ACTIVITY:
Every record must be copied exactly.

• • • • • • •

PR #80, opened 2016-09-23
[WIP] Webapp coverage

vidartf:
Adds unittest coverage from webapp.


vidartf:
Doesn't work currently, but a planned refactor of npm projects should fix this. Will resubmit this after that is in place.

stevepeak:
Did your node tests output a coverage report? The uploader should have discovered it.

I suggest you use the Bash uploader because the [flagging feature](http://docs.codecov.io/docs/flags).

```
# run python tests
py.test ...
bash <(curl -s https://codecov.io/bash) -F python

# run npm tests
npm tests
bash <(curl -s https://codecov.io/bash) -F javascript
```

This way you can issolate metrics from python and javascript.

vidartf:
@stevepeak : The problem was with remapping the coverage onto the original Typescript source, thanks though!

PR #691, opened 2023-09-23
Fix pickers for empty chunks

### LINKED ISSUE #676: CM6: Fix missing mergeview pickers

krassowski:
Fixes #676.

Currently empty chunks are represented using `PaddingWidget` which is a block widget; block widgets do not have a corresponding line, therefore one cannot place a gutter marker over them using `markers` method; instead a dedicated `widgetMarker` method needs to be defined.

Preview

empty-picker-restored


krassowski:

krassowski:
Kicking CI

fcollonval (approved):
Thanks @krassowski

PR #697, opened 2023-09-27
Add Node.js to docs runtime

krassowski:
This should resolve current failures of documentation build (https://github.com/jupyter/nbdime/issues/685#issuecomment-1735985166).

PR #698, opened 2023-09-28
RTD: make sure nodes is present

minrk:
and build with Python 3.11

builds are [failing](https://readthedocs.org/projects/nbdime/builds/22047074/) with missing `npm`.


fcollonval:
Superseeds #697

PR #706, opened 2023-10-11
Improve `findAlignedLines`

### LINKED ISSUE #669: findAlignedLines sometimes returns unexpected results

fcollonval:
Fixes #669

Compute correctly the alignment for a chunk in another diff view.

**Before**

image

**After**

image


fcollonval:

HaudinFlorence:
@fcollonval thanks for this PR. I have tried it on a case that was not producing correct results (the case reported in issue https://github.com/jupyter/nbdime/issues/669 that is close to the one present in this PR) and it seems to work.

packages/nbdime/src/common/mergeview.ts
```diff
@@ -1619,53 +1629,56 @@ export class MergeView extends Panel {
...
       ? this._base.cm.defaultLineHeight
       : this._diffViews[0].remoteEditorWidget.cm.defaultLineHeight;
     if (this._aligning) {
       return;
     }
     this._aligning = true;
     // Find matching lines
-    let linesToAlign = findAlignedLines(this._diffViews);
+    const linesToAlign = findAlignedLines(this._diffViews);
+    console.log(linesToAlign)
```
vidartf, line 1641: debug log statement left behind

packages/nbdime/src/common/mergeview.ts
```diff
@@ -1179,17 +1179,26 @@ function getMatchingEditLine(baseLine: number, chunks: Chunk[]): number {
...
     }
     if (chunk.baseFrom > editLine) {
+      // Remaining chunks are after the one we are interested
+      previous = chunks[i - 1];
       break;
     }
   }
-  return toMatch.baseTo;
+  // toMatch is not in chunks list, add lines delta from the last chunk
+  console.log(previous, toMatch.baseTo + (previous ? (previous.remoteTo - previous.baseTo) : 0))
```
vidartf, line 1200: debug log statement left behind

packages/nbdime/src/common/mergeview.ts
```diff
@@ -1179,17 +1179,26 @@ function getMatchingEditLine(baseLine: number, chunks: Chunk[]): number {
  *
  */
 function getMatchingEditLineLC(toMatch: Chunk, chunks: Chunk[]): number {
-  let editLine = toMatch.baseFrom;
+  console.log(toMatch, chunks)
```
vidartf, line 1182: log statement

PR #694, opened 2023-09-25
Deal with chunk to align outside of viewport

fcollonval:
Fixes #693

If some alignments are outside of the viewport, this adds an initial spacers to have persist the alignments.

- [ ] Fix test to remove collapsing identical lines...

PR #707, opened 2023-10-11
Make collapseIdentical margin configurable

fcollonval:
Make collapseIdentical margin configurable
Improve base interfaces

This is extracted from #694 that is stuck on windows case.


fcollonval:
Merging to carry out a new pre-release that will allow for a pre-release of jupyterlab-git

PR #708, opened 2023-10-11
Upgrade devdependencies and clean up the configuration

fcollonval:


package.json
```diff
@@ -15,20 +15,13 @@
     "updated": "lerna updated",
     "watch:webapp": "run-p watch:lib watch:app",
     "watch:app": "lerna exec --stream --scope \"nbdime-webapp\" npm run watch",
-    "watch:lib": "lerna exec --stream --scope \"nbdime\" --scope \"jupyterlab-rise\" npm run watch"
+    "watch:lib": "lerna exec --stream --scope \"nbdime\" --scope \"nbdime-jupyterlab\" npm run watch"
   },
   "devDependencies": {
-    "@jupyterlab/buildutils": "4.0.0",
```
vidartf, line 21: Where does `update-dependency` in "update:*" scripts come from now? I cannot run these commands locally anymore after this dep is removed.

PR #710, opened 2023-10-12
Set up releaser

fcollonval:


fcollonval:
For now this is blocked by:
- A bug on the releaser: fix opened upstream https://github.com/jupyter-server/jupyter_releaser/pull/531
- A bug on the CI preventing the bump of NPM package. The command `npx lerna version --no-push --no-git-tag-version -y --force-publish patch` seems to not be running on the CI; see for example https://github.com/jupyter/nbdime/actions/runs/6524031965/job/17715287136?pr=710

fcollonval:
Kicking the CI

PR #712, opened 2023-10-16
Bump version

fcollonval:
Bump version to prepare a new alpha release


vidartf:
PS: You would normally also need to bump the deps from the webapp on nbdime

• • • • • • •

ANSWER TO THIS EXERCISE:
PR #80, opened 2016-09-23
[WIP] Webapp coverage

vidartf:
Adds unittest coverage from webapp.


vidartf:
Doesn't work currently, but a planned refactor of npm projects should fix this. Will resubmit this after that is in place.

stevepeak:
Did your node tests output a coverage report? The uploader should have discovered it.

I suggest you use the Bash uploader because the [flagging feature](http://docs.codecov.io/docs/flags).

```
# run python tests
py.test ...
bash <(curl -s https://codecov.io/bash) -F python

# run npm tests
npm tests
bash <(curl -s https://codecov.io/bash) -F javascript
```

This way you can issolate metrics from python and javascript.

vidartf:
@stevepeak : The problem was with remapping the coverage onto the original Typescript source, thanks though!

PR #691, opened 2023-09-23
Fix pickers for empty chunks

### LINKED ISSUE #676: CM6: Fix missing mergeview pickers

krassowski:
Fixes #676.

Currently empty chunks are represented using `PaddingWidget` which is a block widget; block widgets do not have a corresponding line, therefore one cannot place a gutter marker over them using `markers` method; instead a dedicated `widgetMarker` method needs to be defined.

Preview

empty-picker-restored


krassowski:

krassowski:
Kicking CI

fcollonval (approved):
Thanks @krassowski

PR #697, opened 2023-09-27
Add Node.js to docs runtime

krassowski:
This should resolve current failures of documentation build (https://github.com/jupyter/nbdime/issues/685#issuecomment-1735985166).

PR #698, opened 2023-09-28
RTD: make sure nodes is present

minrk:
and build with Python 3.11

builds are [failing](https://readthedocs.org/projects/nbdime/builds/22047074/) with missing `npm`.


fcollonval:
Superseeds #697

PR #706, opened 2023-10-11
Improve `findAlignedLines`

### LINKED ISSUE #669: findAlignedLines sometimes returns unexpected results

fcollonval:
Fixes #669

Compute correctly the alignment for a chunk in another diff view.

**Before**

image

**After**

image


fcollonval:

HaudinFlorence:
@fcollonval thanks for this PR. I have tried it on a case that was not producing correct results (the case reported in issue https://github.com/jupyter/nbdime/issues/669 that is close to the one present in this PR) and it seems to work.

packages/nbdime/src/common/mergeview.ts
```diff
@@ -1619,53 +1629,56 @@ export class MergeView extends Panel {
...
       ? this._base.cm.defaultLineHeight
       : this._diffViews[0].remoteEditorWidget.cm.defaultLineHeight;
     if (this._aligning) {
       return;
     }
     this._aligning = true;
     // Find matching lines
-    let linesToAlign = findAlignedLines(this._diffViews);
+    const linesToAlign = findAlignedLines(this._diffViews);
+    console.log(linesToAlign)
```
vidartf, line 1641: debug log statement left behind

packages/nbdime/src/common/mergeview.ts
```diff
@@ -1179,17 +1179,26 @@ function getMatchingEditLine(baseLine: number, chunks: Chunk[]): number {
...
     }
     if (chunk.baseFrom > editLine) {
+      // Remaining chunks are after the one we are interested
+      previous = chunks[i - 1];
       break;
     }
   }
-  return toMatch.baseTo;
+  // toMatch is not in chunks list, add lines delta from the last chunk
+  console.log(previous, toMatch.baseTo + (previous ? (previous.remoteTo - previous.baseTo) : 0))
```
vidartf, line 1200: debug log statement left behind

packages/nbdime/src/common/mergeview.ts
```diff
@@ -1179,17 +1179,26 @@ function getMatchingEditLine(baseLine: number, chunks: Chunk[]): number {
  *
  */
 function getMatchingEditLineLC(toMatch: Chunk, chunks: Chunk[]): number {
-  let editLine = toMatch.baseFrom;
+  console.log(toMatch, chunks)
```
vidartf, line 1182: log statement

PR #694, opened 2023-09-25
Deal with chunk to align outside of viewport

fcollonval:
Fixes #693

If some alignments are outside of the viewport, this adds an initial spacers to have persist the alignments.

- [ ] Fix test to remove collapsing identical lines...

PR #707, opened 2023-10-11
Make collapseIdentical margin configurable

fcollonval:
Make collapseIdentical margin configurable
Improve base interfaces

This is extracted from #694 that is stuck on windows case.


fcollonval:
Merging to carry out a new pre-release that will allow for a pre-release of jupyterlab-git

PR #708, opened 2023-10-11
Upgrade devdependencies and clean up the configuration

fcollonval:


package.json
```diff
@@ -15,20 +15,13 @@
     "updated": "lerna updated",
     "watch:webapp": "run-p watch:lib watch:app",
     "watch:app": "lerna exec --stream --scope \"nbdime-webapp\" npm run watch",
-    "watch:lib": "lerna exec --stream --scope \"nbdime\" --scope \"jupyterlab-rise\" npm run watch"
+    "watch:lib": "lerna exec --stream --scope \"nbdime\" --scope \"nbdime-jupyterlab\" npm run watch"
   },
   "devDependencies": {
-    "@jupyterlab/buildutils": "4.0.0",
```
vidartf, line 21: Where does `update-dependency` in "update:*" scripts come from now? I cannot run these commands locally anymore after this dep is removed.

PR #710, opened 2023-10-12
Set up releaser

fcollonval:


fcollonval:
For now this is blocked by:
- A bug on the releaser: fix opened upstream https://github.com/jupyter-server/jupyter_releaser/pull/531
- A bug on the CI preventing the bump of NPM package. The command `npx lerna version --no-push --no-git-tag-version -y --force-publish patch` seems to not be running on the CI; see for example https://github.com/jupyter/nbdime/actions/runs/6524031965/job/17715287136?pr=710

fcollonval:
Kicking the CI

PR #712, opened 2023-10-16
Bump version

fcollonval:
Bump version to prepare a new alpha release


vidartf:
PS: You would normally also need to bump the deps from the webapp on nbdime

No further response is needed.